The long-troubled bank has become the focus of investor concerns after the collapse of three regional US lenders and the Swiss government-brokered takeover of Credit Suisse by rival UBS triggered market turmoil this month.

Olaf Scholz
German Chancellor Olaf Scholz says there is ‘no reason to be concerned’ about the health of Deutsche Bank [Johanna Geron/Reuters]

The cost of insuring the bank’s debt against a risk of defaulting, known as credit default swaps, has surged as investors fret about the banking sector’s health.

Rising costs on insuring debt were a prelude to Credit Suisse‘s rescue by UBS. That hastily arranged takeover on Sunday and jitters about Credit Suisse’s long-running troubles led its shares to tank and customers to pull out their money.

Asked whether Deutsche Bank could be the next Credit Suisse, German Chancellor Olaf Scholz said, “There is no reason to be concerned.”

Scholz expressed confidence in Deutsche Bank, saying it had “modernised and organised the way it works. It’s a very profitable bank.”

Speaking in Brussels after a summit of EU leaders, he also said the European banking system was “stable” with strict rules and regulations.

Deutsche Bank said on Friday that it would redeem $1.5bn in tier 2 bonds early. Such a move is normally aimed at boosting confidence in a bank although its shares plunged regardless.

The bank was hit by a string of problems linked to its attempts before the 2008 global financial crisis to compete with Wall Street investment banking giants.

But it launched a major restructuring, which involved thousands of job cuts and a greater focus on Europe, and has returned to financial health. Last year, it booked its highest annual profit since 2007.

European officials said banks in the European Union’s regulatory system, which does not include Credit Suisse, are resilient and have no direct exposure to the failed California-based Silicon Valley Bank and little to Credit Suisse.

Efforts to strengthen banking regulation in recent years “puts us all in a position to say that European banking supervision and the financial system are robust and stable and that we have resilient capitalisation of European banks”, Scholz said.

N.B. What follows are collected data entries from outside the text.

Issue #7937, opened 2026-09-11
`.^isa` on a concrete builtin value answers False, and `.^mro` drops a parametrized name's base row


tokuhirom:
Two `.^`-MOP answers that do not consult the builtin-type catalog / E1 classifier, found while writing regression cover for [#7766](https://github.com/tokuhirom/mutsu/issues/7766) (they are NOT caused by that work — both reproduce identically on `main`, measured at `7c1e6346`). Filed together because they look like one family: the `.^`-MOP surface deriving ancestry from something other than the chain `receiver_class`/`Registry::class_mro_readonly` already compute correctly.

## 1. `.^isa` is False for a *concrete builtin value*

```
$ mutsu -e 'say "x".^isa(Cool); say True.^isa(Int); say 1.5.Rat.^isa(Cool)'
0
0
0

$ raku -e 'say "x".^isa(Cool); say True.^isa(Int); say 1.5.Rat.^isa(Cool)'
1
1
1
```

It is specifically the *concrete value* receiver. A type object and a user class are both right already:

```
$ mutsu -e 'class Foo {}; class Bar is Foo {}; say Bar.^isa(Foo); say Int.^isa(Cool)'
1
1          # both agree with raku
```

And the non-MOP `.isa` on the same values is right, so the ancestry is known — only this entry point misses it:

```
$ mutsu -e 'say True.isa(Int)'
True       # agrees with raku
```

`Bool`'s chain is already correct everywhere else (`mutsu -e 'say Bool.^mro.map(*.^name)'` gives `(Bool Int Cool Any Mu)`, same as raku), which is what makes this look like a wiring gap in the `^isa` handler rather than a missing ancestry.

## 2. `.^mro` for a parametrized name stops at the name

```
$ mutsu -e 'say Array[Int].^mro.map(*.^name).join(" ")'
Array[Int] Any Mu

$ raku -e 'say Array[Int].^mro.map(*.^name).join(" ")'
Array[Int] Array List Cool Any Mu
```

Both `receiver_class::catalog_chain_for_name` and `Registry::class_mro`/`class_mro_readonly` already implement exactly this splice — strip the `[...]`, splice the base type's catalog chain (ADR-0019 E2b twelfth slice, and the comments in both functions say so). `classhow_mro_names` (`src/runtime/methods_classhow_mro.rs`), which is what `.^mro` reads, does not, so the same name gets two different ancestries depending on who asks.

## Where to look

[...]

Issue #7766, opened 2026-09-09
perf: the last ~35 `Symbol::intern` calls per Test assertion — the binder's baked param syms, dispatch names, and one missing pre-interned key


tokuhirom:
Successor to [#7736](https://github.com/tokuhirom/mutsu/issues/7736), which cut the per-assertion `Symbol::intern` budget from **72.0 to 35.4** (PR [#7762](https://github.com/tokuhirom/mutsu/pull/7762), merge `dafffe7`; write-up `news/2026-09/per-assertion-symbol-intern-hoist.md`). That PR did slices 1, 3 and 4 and *half* of slice 2. This is the named residue, measured on the same benchmark, so nobody has to re-derive it.

## Measured, 2026-09-09, at `dafffe7`

Release, callgrind, `tmp/bench-ok-2k.raku` = `use Test; plan 2000; for ^2000 { ok 1, "x" }` under `MUTSU_REAL_TEST=1`, **warm precompilation cache**. Whole run 462.67 M Ir; `Symbol::intern` 94,807 calls / 13.18 M Ir inclusive (2.85%).

Remaining callers, per assertion (from `callgrind_annotate --tree=caller`, cross-checked against a per-string histogram taken as the steady-state slope between a 101- and a 201-assertion run):

| caller | interns/assertion | what it interns |
| --- | --- | --- |
| `bind_function_args_values_inner` | ~7 | each parameter name, once per call |
| `multi_arg_type_keys` + the compiled-method cache | ~5 | receiver class names (`Str`, `Int`, `Bool`, `IO::Handle`) |
| `exec_set_local_op_inner` | ~2 | `__mutsu_scalar_bind_no_container::<name>` |
| `call_compiled_function_named_inner` | ~2 | the routine name (`ok`, `proclaim`) and its package |
| `find_compiled_function_inner` / `resolve_function_multi_cached_keyed` / `user_method_overloads` | ~4 | the callee name, re-hashed once per resolution layer |

## The three units of work

**1. Finish slice 2: the binder should read the baked parameter symbols.**
`CompiledFunction::precompute_param_name_syms` already interns every `param_defs[i].name` at registration time, and `#7762` still does not read it — it interns the name once per parameter per call (a `OnceCell` per parameter, so at most once, but not zero). Threading `param_name_syms: &[Symbol]` into `bind_function_args_values_with_argspec` and indexing it with `param_defs.iter().enumerate()` takes this to zero.

[...]

PR #7940, opened 2026-09-11
perf(dispatch): intern the builtin-type catalog's ancestry chains once, and borrow them

tokuhirom:
`Str.^mro` is a constant. So is `Int`'s, `Bool`'s and every other row of the raku-adjudicated `builtins/builtin_type_catalog` — the table ADR-0019's E1 classifier and `Registry::class_mro_readonly` both read to answer "what is this receiver's ancestry". mutsu rebuilt each of those constants **on every method dispatch that reached it**: an 88-row linear scan of the catalog with a string compare per row to find the row, a `Symbol::intern` per ancestor name to turn it into a chain, and a fresh `Vec`/`Arc` allocation to hold the result.

This is the residue [#7766](https://github.com/tokuhirom/mutsu/issues/7766)'s previous session flagged as *"16.02 interns/assertion charged to `<Vec<T> as SpecFromIterNested>::from_iter`, by far the largest single row in the caller tree… probably worth attributing before starting any of the four splits above."* Attributed: the owner is `receiver_class::catalog_chain_for_name`, at 8,004 calls × 4 ancestors ≈ 32,000 of the row's 33,015 interns.

## What changed

**1. The catalog interns each row's `mro` once per process**, in both shapes its two consumers want, beside the row itself:

- `builtin_type_mro_syms(name) -> Option<Arc<[Symbol]>>` for the registry, whose builtin path hands the chain straight back as an `Arc<[Symbol]>` — now a refcount bump.
- `builtin_type_mro_ids(name) -> Option<&'static [TypeId]>` for the E1 classifier, which splices chains together and so wants to borrow. Minting the `TypeId`s in the catalog keeps that type's invariant intact — it is one of the two places allowed to produce one.

The same table doubles as the catalog's name index, so `builtin_type_info` is an `FxHashMap` probe instead of the linear scan every one of those lookups sat on top of.

**2. The classifier's chain is borrowed, not copied.** Interning once still left a copy per dispatch, because `dispatch_mro` handed out an owned `Vec<TypeId>` — and every consumer only ever *reads* it (`.first()`, `.iter()`, `&chain` into `resolve_sequence`). The chain type is now `Chain = Cow<'static, [TypeId]>`: borrowed straight from the catalog for a plain builtin receiver, owned only where something new is genuinely built (an Enum's `[EnumType, …base]`, a role mixin's role prefix, a user class's registry MRO with a catalog tail spliced on). No call site needed changing; the deref coercions carried it.

## Measured

Release, callgrind, `tmp/bench-ok-2k.raku` = `use Test; plan 2000; for ^2000 { ok 1, "x" }` under `MUTSU_REAL_TEST=1`, warm precompilation cache, second run after each rebuild (the first is not comparable — the ticket's warning is real).

| | before | after |
| --- | --- | --- |
| `Symbol::intern` calls | 98,096 | 66,805 |
| `Symbol::intern` (inclusive Ir) | 17.84 M (3.75%) | 12.89 M (2.73%) |
| `receiver_class::catalog_chain_for_name` (inclusive Ir) | 6.84 M (1.44%) | 1.31 M (0.28%) |
| `receiver_class::dispatch_mro` (inclusive Ir) | 7.49 M (1.57%) | 1.96 M (0.41%) |
| whole run (Ir) | 475.94 M | 472.88 M (−0.64%) |

−31,291 interns, i.e. **−15.6 per assertion** — the largest single cut to that budget so far (#7871 took −11.9). Roughly half the whole-run saving is the interning and the linear scan, the other half the per-dispatch `Vec` the `Cow` removes. `dispatch_mro` is not specific to this benchmark: `type_matches_value` calls it on every typed parameter bind and every smartmatch.

These are local callgrind numbers for review, not document numbers — nothing here is quoted into PERFORMANCE.md or PLAN.md.

## Regression cover

`t/oo/class/builtin-catalog-mro.t` pins what this class of change can get wrong: a shared, pre-built chain that drops, reorders or cross-wires an ancestor is a **wrong ancestry**, not a slowdown — it changes which class answers a method. It checks each catalog row's `.^mro` against raku's, that a repeat read is unchanged, that two user classes deriving from *different* builtins each get their own tail, and that a method augmented onto `Cool` is reachable from `Str`, `Int` and (through `Int`) `Bool`. `interned_views_agree_with_their_row` does the same at the unit level for every row, both interned views at once, plus the miss case.

Two pre-existing `.^`-MOP divergences turned up while writing that file and are filed as [#7937](https://github.com/tokuhirom/mutsu/issues/7937) — `.^isa` on a concrete builtin value, and `.^mro` dropping a parametrized name's base row. **Neither is caused by this PR**; both reproduce identically on `main`. The test uses `.isa` and omits the `Array[Int]` row, with a comment saying which issue to follow to swap them back.

## Verification

- `cargo fmt --all`, `make lint` — green (all four configurations).
- `make test` — green: 3992 files, 42505 tests.
- `make roast` — green except exactly the three failures `docs/agent-environments.md` documents as container artefacts, with the same failing test numbers: `6.c/S32-io/file-tests.t` (`Failed: 4`, tests 6-8/10) and `S16-filehandles/filetest.t` (`Failed: 25`) from running as `uid 0`, and `S32-io/IO-Socket-Async.t` (exit 124) from the sandboxed network.

## Scope

This is one finding taken to completion, not a slice of #7766's four-way split. The `_sym` variant chains for `call_compiled_function_named`, `user_method_overloads`/`has_user_method`, `multi_arg_type_keys` and the resolution layers are untouched; the issue stays open for them and is re-measured in a comment.

Refs #7766.

https://claude.ai/code/session_01Tk6gdMcBJZAkK7iaKTzPLr

---
_Generated by [Claude Code](https://claude.ai/code/session_01Tk6gdMcBJZAkK7iaKTzPLr)_

### DIFF
--- a/news/2026-09/builtin-type-catalog-chains-interned-once.md
+++ b/news/2026-09/builtin-type-catalog-chains-interned-once.md
@@ -1,0 +1,78 @@
+# The builtin-type catalog's ancestry chains are built once, not per dispatch
+
+`Str.^mro` is a constant. So is `Int`'s, `Bool`'s and every other row of
+`builtins/builtin_type_catalog.rs` — the raku-adjudicated table ADR-0019's E1
+classifier and the registry both read to answer "what is this receiver's
+ancestry". mutsu rebuilt each of those constants from scratch on **every method
+dispatch that reached it**: an 88-row linear scan of the catalog with a string
+compare per row to find the row, a `Symbol::intern` per ancestor name to turn it
+into a chain, and a fresh `Vec`/`Arc` allocation to hold the result.
+
+Measured on `use Test; plan 2000; for ^2000 { ok 1, "x" }` under callgrind (the
+benchmark [#7766](https://github.com/tokuhirom/mutsu/issues/7766) is written
+against), `receiver_class::catalog_chain_for_name` alone was **the single
+largest `Symbol::intern` caller in the program** — 16.5 of the ~49 interns per
+assertion, and 1.44% of the run's retired instructions for an answer that could
+not change.
+
+## What changed
+
+The catalog now interns each row's `mro` **once per process**, in both shapes
+its two consumers want, beside the row itself:
+
+- `builtin_type_mro_syms(name) -> Option<Arc<[Symbol]>>` for
+  `Registry::class_mro`/`class_mro_readonly`, whose builtin path hands the chain
+  straight back as an `Arc<[Symbol]>` — now a refcount bump.
+- `builtin_type_mro_ids(name) -> Option<&'static [TypeId]>` for the E1
+  classifier, which splices chains together and so wants to borrow.
+
+The same table doubles as the catalog's name index, so `builtin_type_info` is an
+`FxHashMap` probe instead of the linear scan every one of those lookups sat on
+top of.
+
+Interning the chain once still left a copy of it per dispatch, because
+`dispatch_mro` handed out an owned `Vec<TypeId>`. Every consumer only ever
+*reads* the chain — `.first()`, `.iter()`, `&chain` into `resolve_sequence` — so
+the classifier's chain type is now `Chain = Cow<'static, [TypeId]>`: borrowed
+straight from the catalog for a plain builtin receiver, owned only for the
+composed cases that genuinely build something new (an Enum's `[EnumType,
+…base]`, a role mixin's role prefix, a user class's registry MRO with a catalog
+tail spliced on). No call site needed changing; the deref coercions carried it.
+
+## Measured
+
+Release, callgrind, warm precompilation cache, 2000 assertions, second run after
+the rebuild (the first is not comparable — see the ticket):
+
+| | before | after |
+| --- | --- | --- |
+| `Symbol::intern` calls | 98,096 | 66,805 |
+| `Symbol::intern` (inclusive Ir) | 17.84 M (3.75%) | 12.89 M (2.73%) |
+| `receiver_class::catalog_chain_for_name` (inclusive Ir) | 6.84 M (1.44%) | 1.31 M (0.28%) |
+| `receiver_class::dispatch_mro` (inclusive Ir) | 7.49 M (1.57%) | 1.96 M (0.41%) |
+| whole run (Ir) | 475.94 M | 472.88 M (−0.64%) |
+
+−31,291 interns, i.e. **−15.6 per assertion**, the largest single cut to that
+budget so far (#7871 took −11.9). `dispatch_mro` — which `type_matches_value`
+calls on every typed parameter bind and every smartmatch, not only in this
+benchmark — costs a quarter of what it did. Roughly half the whole-run saving is
+the interning and the linear scan; the other half is the per-dispatch `Vec` the
+`Cow` removes.
+
+## Regression cover
+
+`t/oo/class/builtin-catalog-mro.t` pins the thing this class of change can get
+wrong: a shared, pre-built chain that drops, reorders or cross-wires an ancestor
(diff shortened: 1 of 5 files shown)


tokuhirom:
## `wasm-e2e` is blocking this PR, and the failure is not this PR's

**Every other check is green** on `13b1b31`: `test`, `lint-configs`, `gc-stress`, `jit-stress`, `changes`, `label` all succeeded; `miri` is skipped by design. `mergeable_state` is `blocked` on `wasm-e2e` alone.

`wasm-e2e` is not *failing* — it is being **cancelled by its own `timeout-minutes: 15`** while `npx playwright install --with-deps chromium` waits on apt. The run is on `run_attempt: 4` and every attempt whose log I read died in that step, never reaching `Run E2E tests`:

```
# attempt 1 (job 103173845517)
06:54:36  Installing dependencies...            <- npx playwright install --with-deps chromium
06:59:31  Ign:2 http://archive.ubuntu.com/ubuntu noble InRelease
07:01:01  ##[error]The operation was canceled.  <- 15:12 after job start

# attempt 3 (job 103184973650)
07:44:46  Hit:2 http://archive.ubuntu.com/ubuntu noble InRelease
07:45:05  Get:3 http://archive.ubuntu.com/ubuntu noble-updates InRelease [126 kB]
07:48:03  ##[error]The operation was canceled.  <- 15:12 after job start
```

Attempt 4 (job 103192006584) is in the same place: `Install Playwright` began 08:10:07 and is still there.

**Why it is not this PR's.** The diff is `src/builtins/builtin_type_catalog.rs`, `src/runtime/receiver_class.rs`, `src/runtime/registry.rs`, one `.t` and one `news/` file. It touches no `site/`, no wasm code, and `.github/workflows/ci.yml` is byte-identical to `main` (`git diff HEAD origin/main -- .github/workflows/ci.yml` is empty). The failing step runs before any mutsu code is exercised, and the same job passed on `main` at 05:52 (run 34567623251) — the stall began somewhere in the 06:00–06:45 window and has persisted since.

**No fix exists to port.** The repo already carries a mitigation for exactly this — the `Use canonical apt mirror` step, whose own comment says `--with-deps` "hits the same azure.archive.ubuntu.com mirror hang as the native jobs". It applied correctly on every attempt (the logs show `http://archive.ubuntu.com/ubuntu/`); the canonical mirror is now the one stalling, so the existing workaround no longer covers this case.

**I have spent my one re-run** (the `rerun_failed_jobs` at 07:16) and am not re-running again — the failure is reproducing, not flaking.

### Proposed patch — deliberately NOT pushed here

European leaders, who played down any risk of a possible banking crisis at their summit on Friday, said the financial system is in good shape because they require broad adherence to tougher requirements to keep ready cash on hand to cover deposits.

International negotiators agreed to those rules after the 2008 financial crisis, triggered by the failure of US investment bank Lehman Brothers. US regulators exempted midsized banks, including Silicon Valley Bank, from those safeguards.